Yeah, it's pretty fun, although I don't see any mention of golden hemorrhoids.

Finished up Conan of the Isles, so I am done with that, by Crom!

Going to wander aimlessly between EAP stories and GV essays until I decide to jump back into the story of David and friends.

RPG Superstar 2012 Top 32

Just finished The Rise of Ransom City by Felix Gilman.

Returning to Territory by Emma Bull.

Both are very different fantasy Westerns.


So, Edgar Allan Poe kinda, like, f%%*ing rawks.

How I Wrote The Raven

Listened to two and a half lectures on him. One deep dude.

Also, The Imp of the Perverse: The Musical Interlude

Except with no music.


Dead Six by Larry Correia and Mike Kupari. It's R rated gun pr0n as opposed to the Monster Hunter series which is hardcore gun pr0n.

The Exchange

1 person marked this as a favorite.

The necronomicon and The King in Yellow. They are both crazy good.

RPG Superstar 2013 Top 8

Working on A Memory of Light in my elusive spare time. I mentioned to someone recently that I've been reading this series for 23 years and finally got the last one and she said, "Oh, you must be a really slow reader!"


Hee hee!

Sczarni

Currently into Warren Ellis' Gun Machine. Excellent read so far.

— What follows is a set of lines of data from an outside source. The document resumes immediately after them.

Issue #1136, opened 2018-05-26
vhost.d location config disables HSTS


grmat:
# Description:

Setting an `/etc/nginx/vhost.d/{VIRTUAL_HOST}_location` or `default_location` config overwrites the `location{}` block with the effect of disabling HSTS.

# Steps to reproduce:

1. Create a location config file per vhost or a `default_location`, mine looks as follows:

       add_header Referrer-Policy "no-referrer";

1. restart nginx-proxy
1. check that HSTS is disabled

# Workaround

Add `add_header Strict-Transport-Security "max-age=31536000" always;` to your per-vhost or default location config.

# Conclusion

It is not documented that HSTS is disabled with location configs, and at least I expected them to be complementary. Therefore, I'd suggest to add the workaround to the docs or see if it is possible to make both, the default HSTS config and the per-vhost/default location config complementary.

sgabe:
This works as designed, due to the fact that `add_header` directives are inherited from the previous level if and only if there are no `add_header` directives defined on the current level. Please refer to the [ngx_http_headers_module](https://nginx.org/en/docs/http/ngx_http_headers_module.html) documentation for more information.

PR #1137, opened 2018-05-26
update README.md: add workaround for #1136

grmat:


sgabe:
Kindly note that the proposed change does not accurately reflect the actual issue as you described in #1136 . Defining `add_header` directives on the location level will stop inheriting from previous levels. This is how Nginx works.

buchdag:
This won't be merged for the reasons given by @sgabe

PR #1154, opened 2018-07-23
Added client_max_body_size

ipepe:
I think that this nginx proxy configuration should be as transparent as possible. And not setting `client_max_body_size` leaves it on default with `1m` value. I suggest that it should be `client_max_body_size 0;`

### DIFF
--- a/nginx.tmpl
+++ b/nginx.tmpl
@@ -205,6 +205,7 @@ server {
 server {
 	server_name {{ $host }};
 	listen 443 ssl http2 {{ $default_server }};
+	client_max_body_size 0;
 	{{ if $enable_ipv6 }}
 	listen [::]:443 ssl http2 {{ $default_server }};
 	{{ end }}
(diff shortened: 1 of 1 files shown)


delfer:
LGTM

indapublic:
Actual for me

ipepe:
I recommend using Traefik @indapublic and @delfer It's next level solution

indapublic:
Thanks @ipepe. Will look

azlux:
You should not disable it with setting up to zero, you're more exposed to ddos attack.
But a en variable making this value flexible should be better. I currently setting-up SOME backend with higher body_size for upload purpose, but never disabled.

selckin:
Better option to make it configurable in https://github.com/nginx-proxy/nginx-proxy/issues/981#issuecomment-1152924213

Prime1Code:
I agree with @azlux 
Make the config setting an env prop. 0 is unsafe in production.

buchdag:
This PR won't be merged because it introduces an unsafe default configuration.

Furthermore, even if it's not as dedicated and straightforward as a dedicated environment variable, nginx-proxy already has builtin capabilities to configure this, as remarked by @Prime1Code .

Issue #1138, opened 2018-05-29
Expose different containers on different ports of the url


jamiya9456:
I have a php based site say example.com.

I would like to serve the site on the default port: 80 - > example.com / example.com:80 -> Normal site displayed.
For phpMyAdmin I would like to use port: 8080 -> example.com:8080 -> phpMyAdmin displayed from port 80 of the pma container.

I tried tweaking the `/path/to/vhost.d/example.com` and exapmple.com_localtion

patrickqsos:
If you want to use your phmyadmin container in a different port than 80 then I think you don't need nginx proxy, just run the phmyadmin container as usual with `$ docker run -p 8080:80 ...` and your php app `$ docker run -p 80:80 ...` 

A better approach with nginx proxy would be like this:

Run your php app in example.com
 `$ docker run -e VIRTUAL_HOST=example.com  ...`

Run your phpmyadmin in phpmyadmin.example.com 
`$ docker run -e VIRTUAL_HOST=phpmyadmin.example.com  ...`

PR #1159, opened 2018-08-13
Feature: Listen Ports for HTTP/HTTPS

pauldorn:
This simple/backwards-compatible change lets the user specify alternatives to 80 and 443 for nginx to listen.  
It solves my issue (needing to listen on non-standard ports for both http/https)
This may also be a solution for #1138  

Documentation pull request for proxy companion pending...


pauldorn:
How do you handle out of sync changes?  That is, the documentation should probably not be updated on the companion until the images are updated on dockerhub, yes?

pauldorn:
I will replace this pull request with one that does not break the build.

PR #1170, opened 2018-09-19
allow one .htpasswd file for all VIRTUAL_HOST’s

mark-wff:
I use the nginx-proxy for my dev-Server. So I need a http-password for every vHost. To keep it simple I added the functionality to add a single `/etc/nginx/htpasswd/.htpasswd` file for all vHosts. This file can be overwritten by a specific File per vHost `/etc/nginx/htpasswd/$VIRTUAL_HOST`.


thiagotalma:
Please close.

Michael Huemer - The Problem of Political Authority

So far it isn't nonsense.


Finished the second third of Gore Vidal's United States, so I have now read all the political and personal essays in the voluminous volume, leaving unread, for now, the first third of essays on literary matters.

Also finished all the tales in a for-kids collection of Edgar Allan Poe writings. So far, he's the first writer in the Classics of American Literature tapes I'm listening to that I have decided to read more by. He's awesome!!


Article on Harry Potter fanfiction from the London Review of Books


Under the tutelage of Comrade Curtin, have started Accelerando by Charles Stross.

Had never heard of the Singularity before (I don't keep up with science stuff) and was wicked excited until I talked to one of my friends who understand how things work and stuff and the way he explained didn't sound at all as interesting as when I was [bubble bubble bubbling] in the parking lot at the Gaming Convention with CC. :(

But still, so far the book is pretty fun.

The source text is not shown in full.